Max Healthcare Institute: Private equity firm KKR's affiliate firm Kayak Investment offloaded 10% shares in the company for nearly ₹3,300 crore.
Lupin: The drug major said that its New Jersey facility has received thirteen observations from the U.S. drug regulator.
ONGC: The oil and gas major is set to open a gas producing basin, Vindhyan, as it details out commercialisation of a gas discovery in Madhya Pradesh. This would be the ninth producing Basin of India (and) the eighth by ONGC.
Exide Industries: The battery manufacturer on Thursday announced an investment of Rs 6,000 crore in Karnataka for setting up one of the largest giga factories for advanced cell chemistry technology.
Gail (India): The oil major has received its board approval to buyback 57 million shares at ₹190 apiece aggregating to ₹1,083 crore. The buyback is at a 22% premium to Wednesday closing price.
Here are the key things investors should know before the market opens today:
Wall Street falls overnight
In the overnight trade, all three major U.S. stocks ended lower for the second straight session amid persistent concerns about Russia-Ukraine conflict which may add inflationary pressure on the economy, resulting in a more aggressive policy stance by the Federal Reserve.
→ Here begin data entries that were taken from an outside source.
PR #744, opened 2016-01-06
rcp_static_cast() should check that the cast is valid in Debug mode

abhimanyu-siwach:
@certik is this what you were looking for?

With reference to #426.

### DIFF
--- a/symengine/utilities/teuchos/Teuchos_RCP.hpp
+++ b/symengine/utilities/teuchos/Teuchos_RCP.hpp
@@ -724,11 +724,14 @@ inline
 Teuchos::RCP<T2>
 Teuchos::rcp_static_cast(const RCP<T1>& p1)
 {
+#if defined(TEUCHOS_DEBUG)
+  return rcp_dynamic_cast<T2>(p1, true);
+#else
   // Make the compiler check if the conversion is legal
   T2 *check = static_cast<T2*>(p1.get());
   return RCP<T2>(check, p1.access_private_node());
+#endif
 }
-
 
 template<class T2, class T1>
 inline
--- a/.gitignore
+++ b/.gitignore
@@ -33,7 +33,7 @@ doc/html
 
 # Config Files
 symengine/symengine_config.h
-symengine/teuchos/Teuchos_config.h
+symengine/utilities/teuchos/Teuchos_config.h
 symengine/python/symengine/lib/config.pxi
 
 # Python build files


symengine/symengine_rcp.h
```diff
@@ -146,8 +146,12 @@ template<class T2, class T1>
 inline RCP<T2> rcp_static_cast(const RCP<T1>& p1)
 {
     // Make the compiler check if the conversion is legal
+#if defined(TEUCHOS_DEBUG)
+    return rcp_dynamic_cast<T2>(p1);
+#else
     T2 *check = static_cast<T2*>(p1.get());
     return RCP<T2>(check);
+#endif
```
certik: You don't need to modify this file at all, because this file is only used in Release mode. The reason we use Teuchos in Debug mode is that it is actually quite difficult to catch all segfaults and invalid memory accesses, Teuchos does it right, and so we just use it. In Release mode we use our faster versions. So there is no point of adding Debug checks into our code, since it won't be perfect anyway and it's not used.

symengine/basic-inl.h
```diff
@@ -57,6 +57,20 @@ inline void hash_combine(std::size_t& seed, const T& v)
...
+{
+    // Make the compiler check if the conversion is legal
+#if defined(TEUCHOS_DEBUG)
+    T2& dynamicCheck = dynamic_cast<T2&>(p1);
+    return dynamicCheck;
+#else
+    T2 staticCheck = static_cast<T2>(p1);
+    return staticCheck;
+#endif
+}
```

The Dow Jones Industrial Average fell 1.56%, the S&P 500 dropped 1.57%, and the Nasdaq Composite ended 1.54% lower.
Asian shares follow Wall Street lower
Shares in the Asia-Pacific region opened mostly lower on Friday, following a negative finish at Wall Street overnight. The stocks lost momentum amid fading hopes of peace talk between Moscow and Kyiv as Russian troops continued shelling and missile strikes in northern Ukraine, despite Russia’s claim to have scaled back its offensive around that city and Kyiv.
Japan’s benchmark index Nikkei 225 was down 0.7% in early trade, while South Korea’s KOSPI slipped 0.5%.
Hong Kong's benchmark index, the Hang Seng, plunged 1.3%, the Straits Times Index in Singapore fell 0.1%, and Indonesia’s Jakarta Composite traded marginally lower. Taiwan Weighted index and Thailand’s SET Composite were down 0.75% and 0.2%, respectively.
In mainland China, the Shenzhen Component and the Shanghai Composite rose 1.1% and 0.4%, respectively. Australia’s ASX 200 index gained 0.14%.
Oil prices slide 7% on U.S. plan to release crude reserve
The price of Brent crude, the global benchmark, skid 7% overnight to slip below $100 per barrel after the U.S. government announced the release of the largest ever crude from its strategic petroleum reserve to bring down oil prices that have skyrocketed following Russia's invasion of Ukraine. Meanwhile, Russia's President Vladimir Putin on Thursday warned to halt gas supply to Europe unless it will be paid in rubles. The U.S. West Texas Intermediate (WTI) crude futures dropped 7% to $100.28 a barrel, while the Brent oil futures tumbled 4.8% to $107.91 per barrel.
During the Asian trading hour on Friday, the U.S. WTI crude futures were down 0.58% at $99.70 a barrel, while the Brent oil futures slipped 0.4% to $104.25 per barrel.
Meanwhile, the domestic oil marketing companies have kept petrol and diesel prices unchanged on Friday after raising rates by ₹6.4 per litre in the last ten days. However, jet fuel prices were hiked by 2% to an all-time high on Friday, in wake of the rise in global crude prices. Aviation turbine fuel (ATF) was raised by ₹2,258.54 per kilolitre, or 2%, to ₹ 1,12,924.83 per kl in the Delhi region.
FIIs, DIIs turn net buyers
The foreign institutional investors (FIIs) and domestic institutional investors (DIIs) remained net buyers in the Indian equity market on March 31. As per the exchange data, FIIs net purchased shares worth ₹3,088.73 crore, while DIIs net bought shares worth ₹1,145.28 crore.